→ Record excerpts:
---------------

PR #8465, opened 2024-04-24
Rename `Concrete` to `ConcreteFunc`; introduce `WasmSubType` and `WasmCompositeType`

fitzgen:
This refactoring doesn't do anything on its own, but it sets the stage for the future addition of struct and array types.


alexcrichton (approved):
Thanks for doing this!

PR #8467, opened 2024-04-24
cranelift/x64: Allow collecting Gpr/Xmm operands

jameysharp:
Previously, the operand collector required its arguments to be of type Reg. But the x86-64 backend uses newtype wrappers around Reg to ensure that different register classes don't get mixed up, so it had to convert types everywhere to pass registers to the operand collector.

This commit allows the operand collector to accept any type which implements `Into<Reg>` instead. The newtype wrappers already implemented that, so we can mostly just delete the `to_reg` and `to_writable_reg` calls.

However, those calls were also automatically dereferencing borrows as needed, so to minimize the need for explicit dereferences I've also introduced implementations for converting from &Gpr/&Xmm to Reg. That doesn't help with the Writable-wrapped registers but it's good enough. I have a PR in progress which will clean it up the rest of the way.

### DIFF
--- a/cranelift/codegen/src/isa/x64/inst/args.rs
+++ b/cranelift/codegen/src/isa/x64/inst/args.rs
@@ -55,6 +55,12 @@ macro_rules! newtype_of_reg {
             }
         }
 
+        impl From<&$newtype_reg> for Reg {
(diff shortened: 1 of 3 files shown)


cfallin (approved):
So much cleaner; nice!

---------------

→ Exercise objective: Complete, exact output of the records is expected.

→ Task answer:
PR #8465, opened 2024-04-24
Rename `Concrete` to `ConcreteFunc`; introduce `WasmSubType` and `WasmCompositeType`

fitzgen:
This refactoring doesn't do anything on its own, but it sets the stage for the future addition of struct and array types.


alexcrichton (approved):
Thanks for doing this!

PR #8467, opened 2024-04-24
cranelift/x64: Allow collecting Gpr/Xmm operands

jameysharp:
Previously, the operand collector required its arguments to be of type Reg. But the x86-64 backend uses newtype wrappers around Reg to ensure that different register classes don't get mixed up, so it had to convert types everywhere to pass registers to the operand collector.

This commit allows the operand collector to accept any type which implements `Into<Reg>` instead. The newtype wrappers already implemented that, so we can mostly just delete the `to_reg` and `to_writable_reg` calls.

However, those calls were also automatically dereferencing borrows as needed, so to minimize the need for explicit dereferences I've also introduced implementations for converting from &Gpr/&Xmm to Reg. That doesn't help with the Writable-wrapped registers but it's good enough. I have a PR in progress which will clean it up the rest of the way.

### DIFF
--- a/cranelift/codegen/src/isa/x64/inst/args.rs
+++ b/cranelift/codegen/src/isa/x64/inst/args.rs
@@ -55,6 +55,12 @@ macro_rules! newtype_of_reg {
             }
         }
 
+        impl From<&$newtype_reg> for Reg {
(diff shortened: 1 of 3 files shown)


cfallin (approved):
So much cleaner; nice!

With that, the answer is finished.